Por outro, parece ser a primeira vez que conseguiram domar a instabilidade das propriedades quânticas e diminuir os esforços para criar com elas chips de computador capazes de resolver problemas que uma máquina tradicional levaria bilhões de anos para solucionar.
A gente pode fazer uma analogia com a história da computação. Lá em 1940, as primeiras máquinas eram feitas de relays eletromecânicos, cheios de erros. Veio a válvula a vácuo, grande, lenta e muito ruidosa. Depois, vieram os materiais semicondutores, e a gente construiu com eles os transistores. Essas são as unidades básicas de armazenamento e processamento de informação de dispositivos como os computadores mais rápidos e menores. Se for confirmado, esse novo chip da Microsoft seria aí uma espécie de transistor da computação quântica
Rafael Chaves, pesquisador do Instituto Internacional de Física da UFRN (Universidade Federal do Rio Grande do Norte)
O que rolou?

Quem usa Word, Excel, Linkedin, Teams ou joga Xbox, todos produtos da Microsoft, pode não saber, mas a empresa é uma das que investe pesado para fazer da computação quântica algo funcional. Concorrendo com Google, IBM e outras, ela pode ter marcado nesta semana um dos golaços do século na área, porque:
- A Microsoft anunciou duas coisas: identificou a existência de uma nova partícula, os férmions de Majorana, e ter desenvolvido qubits topológicos. Ficou difícil? Vamos por partes...
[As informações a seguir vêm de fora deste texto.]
PR #128, opened 2016-05-25
[FIX] quality_control_mrp: partial fabrications...

oihane:
... where creating more inspections than required

### DIFF
--- a/quality_control_mrp/models/mrp_production.py
+++ b/quality_control_mrp/models/mrp_production.py
@@ -24,13 +24,15 @@ class MrpProduction(models.Model):
     @api.model
     def action_produce(self, production_id, production_qty, production_mode,
                        wiz=False):
+        production = self.browse(production_id)
+        done_moves = production.move_created_ids2.filtered(
+            lambda r: r.state == 'done')
         res = super(MrpProduction, self).action_produce(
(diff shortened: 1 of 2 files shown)


quality_control_mrp/models/mrp_production.py
```diff
@@ -24,13 +24,15 @@ def _count_inspections(self):
...
+        done_moves = production.move_created_ids2.filtered(
+            lambda r: r.state == 'done')
         res = super(MrpProduction, self).action_produce(
             production_id, production_qty, production_mode, wiz=wiz)
         if production_mode == 'consume_produce':
             inspection_model = self.env['qc.inspection']
-            production = self.browse(production_id)
             for move in production.move_created_ids2.filtered(
-                    lambda r: r.state == 'done'):
+                    lambda r: r.state == 'done' and r not in done_moves):
```
pedrobaeza: Better to use difference operator: `for move in production.move_created_ids2.filtered(lambda r: r.state == 'done') - done_moves:`

pedrobaeza:
:+1: Thanks for the extra test!

oihane:
After taking a look to the travis error, it is not an error caused by the module in this PR. So please more reviews...

CarlosMolinaP:
:+1: Good Job!!

PR #129, opened 2016-05-25
mrp_bom_dismantling: fix lot_id required bug.

cyrilgdn:
When products are configured with tracking serial number or lot, lot_id is mandatory in produce wizard but mrp_bom_dismantling hides this field.

I removed required on lot_id and implement the same required in the new wizard field.


jgrandguillaume:
Hi,

Thanks for the fix, it works like a charm. :+1: 

Regards,

Joël

OpenCode:
:+1:

gurneyalex:
:+1:

Issue #133, opened 2016-06-01
[quality_control_stock][8.0] No inspection created when transfer product using package


andhit-r:
module: quality_control_stock
version: 8.0

**Steps to reproduce**
1. Create a test
   ![selection_1](https://cloud.githubusercontent.com/assets/1947376/15702694/a9476d40-280b-11e6-80fb-57d1d7666d2d.png)
2. Assign QC trigger on product
   ![selection_2](https://cloud.githubusercontent.com/assets/1947376/15702738/e006d672-280b-11e6-829d-d15a9597b9c1.png)
3. Create a picking that will trigger QC
   ![selection_3](https://cloud.githubusercontent.com/assets/1947376/15702794/34b53b8c-280c-11e6-8ab2-474076b82017.png)
   ![selection_5](https://cloud.githubusercontent.com/assets/1947376/15702799/3c048230-280c-11e6-801f-4898aab9de43.png)
4. Transfered using package
   ![selection_4](https://cloud.githubusercontent.com/assets/1947376/15702820/4b0b7234-280c-11e6-9455-328cc869ecca.png)

**Current behavior**
Inspection did not created

**Expected behavior**
Inspection created

Is it by design? QC inspection won't trigger when transfer product using package

pedrobaeza:
It's a non covered use case.

andhit-r:
@pedrobaeza do you think it will useful for community if i add functionality to cover such use case? If you think it's useful should i add functionality on quality_control_stock or create new module?

Many thanks

pedrobaeza:
Yes, it can be useful in the same module, as packages are also from stock module.

andhit-r:
@pedrobaeza thanks for the confirmation. I will create PR for that functionality.

PR #134, opened 2016-06-01
[quality_control_stock][8.0][IMP] Package transfer trigger qc

andhit-r:
Now package transfer can trigger QC

### DIFF
--- a/quality_control_stock/models/stock_picking.py
+++ b/quality_control_stock/models/stock_picking.py
@@ -37,6 +37,8 @@ class StockPicking(models.Model):
     def do_transfer(self):
         res = super(StockPicking, self).do_transfer()
         inspection_model = self.env['qc.inspection']
+        package_obj = self.env['stock.quant.package']
+        product_obj = self.env['product.product']
         for operation in self.pack_operation_ids:
             qc_trigger = self.env['qc.trigger'].search(
                 [('picking_type', '=', self.picking_type_id.id)])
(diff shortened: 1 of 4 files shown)


quality_control_stock/models/stock_picking.py
```diff
@@ -46,9 +48,20 @@ def do_transfer(self):
                           'qc.trigger.product_line']:
                 partner = (self.partner_id
                            if qc_trigger.partner_selectable else False)
-                trigger_lines = trigger_lines.union(
-                    self.env[model].get_trigger_line_for_product(
-                        qc_trigger, operation.product_id, partner=partner))
+                if not operation.product_id:
+                    dict_product = package_obj._get_all_products_quantities(
```
pedrobaeza, line 52: Isn't better to just retrieve products with a `mapped` operation over the one2many field of the details of the package? You don't need quantities

anajuaristi:
Hi @andhit-r 
Could you please explain the functionality you want to add? It seems interesting but I can not fully understand it just reading the code. It would be great if you could explain the functional behavior change.

Thank you very much
Ana

andhit-r:
Hi @anajuaristi . 
You can look at this issue https://github.com/OCA/manufacture/issues/133. This PR will add functionality use case describe on that issue. Thanks.

anajuaristi:
Ok @andhit-r. I see. Thank you!!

- ... Os tais férmions de Majorana foram descritos pelo físico italiano Ettore Majorana, em 1937. Eles são ao mesmo tempo a partícula e sua antipartícula. No mundo da física, as duas coisas geralmente andam separadas. Para as partículas de elétrons, de carga negativa, os pósitrons, de carga positiva, são antipartículas. E vice versa. Quando se encontram, são anulados e emitem energia. Já os férmions de Majorana são neutros por excelência. Mas tudo isso era teoria, já que...
- ... Nem mesmo aceleradores de partículas tinham conseguido descrever ou identificar a existência deles. E esse negócio de ser partícula e antipartícula ao mesmo tempo tem um nome chique na física: quasipartícula. E é essa dubiedade que caracterizaria o tal novo estado da matéria. Como...
- ... Trata-se de uma característica subatômica, sua percepção visível pode frustrar quem está esperando diferenças para lá de distinguíveis como as observadas em líquidos, gases e sólidos. Mas...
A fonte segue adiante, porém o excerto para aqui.